Alnylam Pharmaceuticals’ vutrisiran may boost survival in patients with a heart muscle disease who are already taking a popular background therapy, suggesting that there’s room in the market for new treatments that could soon gain approval.
But it is still uncertain whether vutrisiran would end up complementing other treatment options, or competing against them. Alnylam shares $ALNY fell close to 15% in premarket trading Thursday.
Vutrisiran is an siRNA drug that won FDA approval in 2022 for polyneuropathy due to hereditary transthyretin-mediated amyloidosis, and it’s sold under the brand name Amvuttra. Alnylam is now looking to unlock the drug’s blockbuster potential through a label expansion for transthyretin amyloid cardiomyopathy (ATTR-CM), which affects more than 120,000 people in the US, according to ICER.
Pfizer’s Vyndaqel is currently the only drug approved for ATTR-CM, but Alnylam and BridgeBio are close to getting their own therapies cleared by regulators, which will create a more complex landscape for doctors and patients. One of the major questions has been whether there’s added benefit to using the treatments in combination, or if the newer medicines don’t add enough to be worth the additional cost and complexity.
Data from the Phase 3 HELIOS-B trial appear to suggest an answer. An analysis of the 40% of patients in the 655-participant trial who were also taking Pfizer’s Vyndaqel at baseline showed a 41% reduction in all-cause mortality by 42 months.
Alnylam has suggested they have the data to support combination treatments, but also noted monotherapy data will be key given payer concerns.
Pushkal Garg“You’re seeing some evidence of additive efficacy, and I think that suggests [this class of drugs] is not fully meeting the needs of patients,” Alnylam Chief Medical Officer Pushkal Garg told Endpoints News in an interview ahead of the European Society of Cardiology annual meeting in London, where the data were presented.
But Raj Dasgupta, chief medical advisor for Fortune Recommends, told Endpoints in an email statement that he thinks it’s unlikely many patients will take the drugs together in the real world because the efficacy of the combination is still “unclear” and “insurance companies would probably not cover both drugs at the same time.” He instead said vutrisiran use would probably come from newly diagnosed patients and some potentially switching over from Vyndaqel.
BridgeBio shares $BBIO went up 12% in premarket trading.
Not statistically significant
There are likely to be questions about the results, as well. The analysis wasn’t powered for statistical significance, which will likely raise at least some doubts about whether the effect is as strong as the numbers suggest. While the subgroup data are “very interesting and promising,” they will need to be confirmed in a larger group of patients, Bianca Rocca, associate professor of pharmacology at the Catholic University of Rome, told Endpoints in an interview ahead of the meeting.
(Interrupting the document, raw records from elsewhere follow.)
PR #202, opened 2017-03-17
implement basic message list component with actions on hover

iamdey:
I've added classNames but no styles


myleneb:
As you can see below, responsive UI may have to be improved, especially for MessageActionsContainer:

MessageList responsive

maybe "icon only" buttons for this view?
poke @Lauth0

src/frontend/web_application/src/components/MessageList/components/MessageActionsContainer/index.jsx
```diff
@@ -0,0 +1,34 @@
...
+
+import './style.scss';
+
+const MessageActions = ({ __, isActive, ...props }) => {
+  if (!isActive) {
+    return (<div {...props} />);
+  }
+
+  return (
+    <div {...props}>
```
iamdey: may be it can simplified:

```
<div className={classnames('m-message-item-actions-container', className)} {...props}>
  ...
```

PR #204, opened 2017-03-21
refactor Dropdown component

iamdey:
* add DropdownMenu
* remove "raw" props
* remove DropdownController component
* add withDropdownControl HoC
* set h offset to 0 (no sapces between controller & dropdown)
* default style for DropdownMenu is primary color background
* UserMenu dropdown uses DropdownMenu

capture d ecran de 2017-03-21 15 20 01
capture d ecran de 2017-03-21 15 19 35


src/frontend/web_application/src/components/DropdownMenu/style.scss
```diff
@@ -0,0 +1,11 @@
+@import '../../styles/common';
+@import '../../styles/object/o-triangle';
+
+.m-dropdown-menu {
+  background-color: $co-color__primary--lower;
+
+  &::before {
```
myleneb: shouldn't triangle be optional?

iamdey: :100: agree but it's not required for now

And in the same way, triangle position should stick with `alignment` property (but not useful too)

PR #206, opened 2017-03-23
[wip]Release/package definition

gdchamal:
Related to https://tree.taiga.io/project/caliopen-caliopen/task/186?kanban-status=815893

The package definition is a simple yaml file


gdchamal:
example of python package resulting:

```
(.venv) tao~/dev/caliopen/CaliOpen/devtools(release/package-definition|…) % ls -ltr ../dist 
total 96
-rw-r--r-- 1 mric mric 53545 23 mars  11:53 caliopen_main-0.0.2-py2.py3-none-any.whl
-rw-r--r-- 1 mric mric 14265 23 mars  11:56 caliopen_storage-0.0.2-py2.py3-none-any.whl
-rw-r--r-- 1 mric mric 23297 23 mars  11:57 caliopen_api-0.0.2-py2.py3-none-any.whl
```

devtools/packages.yaml
```diff
@@ -0,0 +1,59 @@
+---
+# Javascript packages
+web-server:
+  objective: proxy api, provides html & assets (js)
```
iamdey: may be `description` instead

devtools/packages.yaml
```diff
@@ -0,0 +1,59 @@
...
+  - "/dist/windows-phone-app"
+
+# Python packages
+caliopen_storage:
+  objective: Caliopen python storage package
+  release-command: devtools/make_package.sh -t python -s src/backend/main/py.storage -n caliopen_storage
+  dependencies:
+    python: "^2.7"
+  packages:
+  - "/dist/python"
```
iamdey: can it be something like `/dist/caliopen_storage` ?

iamdey: and in this folder we can prevent files overwrite by adding a version e.g:

```
caliopen_storage-0.0.2-py2.py3-none-any.whl
caliopen_storage-0.0.3-py2.py3-none-any.whl
caliopen_storage-0.1.0-py2.py3-none-any.whl
```

devtools/make_package.sh
```diff
@@ -0,0 +1,47 @@
+#!/bin/bash
+#
+# Script to make a Caliopen package
+#
+
+BASEDIR="`pwd`/.."
+DISTDIR="${BASEDIR}/dist"
+
+
+function make_python_package() {
```
iamdey: I prefer when libs are self package-able

devtools/packages.yaml
gdchamal: yes description sound better

devtools/packages.yaml
gdchamal: Difficult to add the version number in the filename and not well suited a directory per python package.

What about a /dist/<release_number>/<package_name>

devtools/make_package.sh
gdchamal: I don't understand this point

iamdey: I mean, I think this function should be inside of the package source directory, as it can be if we weren't in a mono-repo.

This script (make_package.sh or it could be make_release) should know witch package to build (thanks to package.yaml) but not how to package each part of the app.  
And each source package directory knows how to package itself.

devtools/packages.yaml
iamdey: :+1:

devtools/make_package.sh
gdchamal: I agree with that, but it sound difficult as we must put build packages in a directory outside of the packages source namespace

/src/backend/main/py.main will build a caliopen_main.wheel in /dist directory for example

And in fact build process will be the same for all packages in a given language, that why I think this make_package.sh with a -t <language> option can make things simpler than repeating bulld instruction in all packages.

iamdey: I was thinking about a target directory argument in order to put the dist into where we want (or current working directory if none)
(eg. I want to package a temporary build for whatever ... integration test, quick fix of the front or backend to share with others, build a particular commit without overwriting other stable builts with same version etc.)

devtools/make_packages
```diff
@@ -0,0 +1,130 @@
+#!/bin/env python
+"""Caliopen package creation logic.
+
+Read package definition from a yaml file and build the corresponding
+package depending on language.
+
+cordova:
+  lauguage: javascript
```
iamdey: `language`

devtools/make_packages
```diff
@@ -0,0 +1,130 @@
...
+import logging
+import yaml
+
+log = logging.getLogger(__name__)
+logging.basicConfig()
+log.setLevel(logging.DEBUG)
+
+
+PYTHON_BUILD_CMD = 'python setup.py bdist_wheel --universal --dist-dir {}'
+JS_BUILD_CMD = 'yarn release:web:{}'
```
iamdey: actually this command pattern might not work shortly, I will have something like:

* `yarn run release:web` (does not exist yet. And `release:web:server` and `release:web:browser` build only one package)
* `yarn run release:app:ios`
* `yarn run release:app:android`
* `yarn run release:app:windows`
...

Also all build commands cannot be launched on one machine only: I don't think we can build for android, ios and windows on Linux for example.

Today, `yarn run release` build all available packages in one time, but I have to change it for this previous reason.

And later my goal is to split apps by package or technology in `frontend` directory e.g.:

```
src/frontend/
  + web/
  + cordova/
  + electron/
```

gdchamal:
I discard this PR as I rework most of principle to cover not only package or binary build

PR #213, opened 2017-03-30
Frontend/fixes/reply form

myleneb:
Styles for ReplyForm, and also:
- update font size variables,
- update locales,
- _contrary to what was announced in one commit title, I didn't setup `Dropdown` for protocol selector_


src/frontend/web_application/src/components/ReplyForm/presenter.jsx
```diff
@@ -32,6 +33,8 @@ class ReplyForm extends Component {
     super(props);
     this.state = {
       draftMessage: {},
+      isActive: true,
+      protocol: 'email',
```
iamdey: actually the user don't choose the protocol, it is the contact's available protocols witch determine what protocols will be used. Besides the user should be able to select the identity he wants to use.

Well, we don't have all of those things, so it is just fine like this :).

src/frontend/web_application/src/components/DiscussionDraft/index.jsx
```diff
@@ -13,6 +13,18 @@ TopRow.defaultProps = {
   className: null,
 };
 
+export const BottomRow = ({ className, ...props }) => (
+  <div className={classnames('m-discussion-draft__top-row', className)} {...props} />
```
myleneb: oops

PR #217, opened 2017-03-31
implement messages api

iamdey:
GET filtered by dicsussion_id and PATCH to set is_unread=false


src/frontend/web_application/src/scenes/MessageList/index.js
```diff
@@ -0,0 +1,30 @@
+import { createSelector } from 'reselect';
+import { bindActionCreators, compose } from 'redux';
+import { connect } from 'react-redux';
+import { withTranslator } from '@gandi/react-translate';
+import { requestMessages, updateMessage } from '../../store/modules/message';
+import Presenter from './presenter';
+
+const messagesSelector = state => state.message.messages;
+const messageByIdSelector = state => state.message.messagesById;
```
ziir: Not sure to follow what's happenned here, are the messages duplicated in the state?

iamdey: no, the state has a list of messageIds and an object w/ messages referenced by their id. In this case it is not much useful but it is consistent with discussions, tags etc.

ziir: So, if I get this right:

```js
state.messages.messages = [1, 2, 3, 4];
state.messages.messagesById = {
  1: {
     foo: 'bar',
   },
  2: {
     foo: 'baz',
   },
  3: {
     foo: 'oof',
   },
  4: {
     foo: 'zab',
   },
};
```

Yes?

iamdey: yes

iamdey: it sounds to be a common pattern in redux world

ziir: Oh, OK!

Then, don't you think you'd be better off with something like that ?

```js
state.messages.messages = {
  1: {
     id: 1,
     foo: 'bar',
   },
  2: {
     id: 2,
     foo: 'baz',
   },
  3: {
     id: 3,
     foo: 'oof',
   },
  4: {
     id: 4,
     foo: 'zab',
   },
};

const selectMessages = state => state.messages.messages;
const selectMessagesIds = createSelector([selectMessages], messages => Object.keys(messages));
const selectMessagesArray = createSelector([selectMessages], messages => Object.values(messages));
const selectMessageById = createSelector([selectMessages, (state, props) => props], (messages, props) => messages[props]);

```

iamdey: I'm agree with you, this sounds enough to work in most of my cases and I always be aware of that.

But I prefer to keep this as it is since it is recommended by the [documentation](http://redux.js.org/docs/basics/Reducers.html#note-on-relationships) and since I don't have all of use cases in mind, for example I would like to keep an ordered list in state.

In June, topline data from HELIOS-B released showed the trial met its primary endpoint, with vutrisiran slashing the risk of death, heart-related hospital visits and hospitalizations by 28% compared with placebo at 33 months. In the subgroup of 395 patients taking vutrisiran monotherapy, the drug cut the risk of these events by 33%.
Alnylam plans to file for label expansion for ATTR-CM in the US by the end of the year, with a potential approval expected in the first half of 2025, Alnylam’s Garg said. While many prescribers are already familiar with the drug from its polyneuropathy indication, the company will continue its disease education efforts to ensure a smooth rollout in ATTR-CM, he added.
Last year, BridgeBio unveiled data from a Phase 3 test of its small molecule transthyretin stabilizer acoramidis in patients with ATTR-CM which showed the drug cut the rate of hospitalization in half. Acoramidis was also linked with a 25% relative risk reduction in mortality versus placebo at 30 months.
In March, Bayer bought the European rights to BridgeBio’s drug for $310 million in upfront and near-term milestones. Acoramidis is currently under review in Europe with an approval anticipated next year while an FDA decision is expected by Nov. 29. The asset could reach $3 billion in peak sales, TD Cowen analysts said earlier this month.
Amvuttra made $230 million in the second quarter of the year, but Wall Street analysts say it has the potential to hit $2 to $4 billion in annual sales.
Editor’s note: Story updated to include stock reactions.